- **Task brief**
Look below for the line that has "I can make a PR if needed to fix that.". Set down the lines from there through the line that has "The Velero doc", exactly as written.

- **Data provided**
PR #402, opened 2022-12-12
Make unstable clippy happy with `clippy --fix`

monoid:
Most of changes either move variables into `format!` templates or remove excessive clones.


mikevoronov (approved):
utACK

PR #411, opened 2022-12-26
fix(interpreter-cid): Fix interpreter-cid compilation

monoid:
The serde crate was missing "derive" feature.


mikevoronov (approved):
utACK

PR #412, opened 2022-12-26
fix(interpreter-cid): fix Cargo.toml keyword list

monoid:
It was too long, and the crate was rejected by the crates.io.


mikevoronov (approved):
utACK

PR #414, opened 2022-12-26
fix(interpreter-interface): Remove the `cid` field

monoid:
The `InterpreterOutcome::cid` field is not really needed, but makes integration more difficult.


mikevoronov (approved):
utACK,
don't forget to update the main CHANGELOG

PR #416, opened 2022-12-26
chore(execution-engine): more handy way to work with subgraph_complete

mikevoronov:


air/src/execution_step/execution_context/context.rs
```diff
@@ -115,6 +115,24 @@ impl<'i> ExecutionCtx<'i> {
...
+impl ExecutionCtx<'_> {
+    pub(crate) fn make_subgraph_incomplete(&mut self) {
+        self.subgraph_completeness = false;
+    }
+
+    pub(crate) fn is_subgraph_complete(&self) -> bool {
+        self.subgraph_completeness
+    }
+
+    pub(crate) fn set_subgraph_completeness(&mut self, subgraph_complete: bool) {
```
monoid, line 127: I think `set_subgraph_complete` sounds better (and safe for the next method).

mikevoronov: Maybe `make_subgraph_complete`?

monoid: Well, it doesn't make it always complete.
Let's stick with the original name then.

monoid (approved):

PR #429, opened 2023-01-10
fix(air-trace): `air-trace` native mode compilation fix

monoid:
It was not correctly refactored in the #381.


mikevoronov (approved):
utACK

mikevoronov (approved):
utACK

PR #528, opened 2020-04-23
Delete data-compute lab, it's now in beta as data processing

BellionBastien:
Data-compute guides are now outdated as we launch the beta of data processing


OVH-Team-Guides:

PR #529, opened 2020-04-23
WWW2020 - 1st batch - Hosting, DNS & Email

OVH-Team-Guides:
To proofread (links edition)
Only exported to en-ca, fr-ca, us-es
Not to be prodded before product launch


OVH-Team-Guides:
Internal merge

PR #546, opened 2020-05-07
Update for the Log Data Platform doc (syslog-ng conf)

Frzk:
Modified the template in the config example in order to make it fit RFC5424.

RFC5424 states that the first field must be the **Priority** (between an opening `<` and a closing `>`). The Priority is defined as a combination of both the **Facility** and **Severity** ("The Priority value is calculated by first multiplying the Facility number by 8 and then adding the numerical value of the Severity.")

In syslog-ng, this corresponds to the `${PRI}` macro.

The (previous) `${LEVEL_NUM}` macro only represents the **Severity** (in RFC5424 terms). The syslog-ng doc is really misleading here because it states : "The priority (also called severity) of the message".

I also updated a bit the comments above the template so it's easier to understand for people outside of OVH.
And updated some not-so-important syntax things so that it corresponds to what we can read in the official doc.


OVH-Team-Guides:
Merge is done on develop, thanks for your contribution !

PR #555, opened 2020-05-13
K8s - Velero guide - i18n

LostInBrittany:


OVH-Team-Guides:

yann2192:
Hello, current doc is not working.

The correct url for velero should be `https://s3.<public cloud region without digit>.cloud.ovh.net` and not `https://storage.<public cloud region without digit>.cloud.ovh.net`. 

There is another issue : https://gitter.im/ovh/kubernetes?at=5ee272721e099b0388be57ac

I can make a PR if needed to fix that.

LostInBrittany:
The Velero doc is under refactoring. A new version will be released by end June, alongside with a simpler solution for snapshots, using Stash.

We needed to wait for K8s 1.18 CNCF certification. I am working in those two docs now

PR #557, opened 2020-05-14
fix(Metrics): fix protocols and influx time precision docs

aurrelhebert:


OVH-Team-Guides:

PR #575, opened 2020-05-28
Enhance instructions

adamo-ovh:
Update image to English and also add extra steps for assistance such as how to set the root password after first login. Also explain if the URL expired the customer needs to reinstall now.


OVH-Team-Guides:
Merge is done on develop, merge on master will be done today. Thanks for your contribution.

PR #587, opened 2020-06-08
www2020 universes/products pages

OVH-Team-Guides:
Not to merge before the launch of Web products in America / APAC


OVH-Team-Guides:
Internal merge

PR #620, opened 2020-07-08
[hosting] Adding cluster051

rclsilver:
we just opened cluster051 at BHS


OVH-Team-Guides:
Thanks for your contribution, merge is done on develop. Merge on master will be done shortly.

PR #4698, opened 2023-05-26
KS-SK1129-WHGR-Update-htaccess_protect_directory_by_password-for-Webhosting

Kazarus4:
Full update and new scripts based on Apache recommandations and latests apache versions 2.4.

FRFR done, need tech rv before peer rv.


Kazarus4:
tech rv done, need peer rv before merge FR

PR #4699, opened 2023-05-26
Object Storage - S3 website HTTPS - Minor fix for FR versions

lason-ovh:
undo translation of Host to Hôte in FR guide (Host should not be translated because it is the name of the standard http header)


OVH-Team-Guides:

PR #4724, opened 2023-06-01
Object Storage  S3 - Limitations - Update

lason-ovh:
Clarifications about maximum object sizes that can be uploaded


OVH-Team-Guides:

PR #4729, opened 2023-06-01
fix (SSO with google workspace) - Fix a screenshot with bad informations

VincentCasse:
The two fields was reversed.


OVH-Team-Guides:
Hello Vincent, even tough it is only a screenshot update, I suggest we also update the `updated:` key in the guides header, so that our customers know that content has been updated today.

VincentCasse:
Of course, I forgot this point. PR updated

OVH-Team-Guides (approved):

OVH-Team-Guides:
Thank you for your contribution @VincentCasse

- **Exercise result**
I can make a PR if needed to fix that.

LostInBrittany:
The Velero doc is under refactoring. A new version will be released by end June, alongside with a simpler solution for snapshots, using Stash.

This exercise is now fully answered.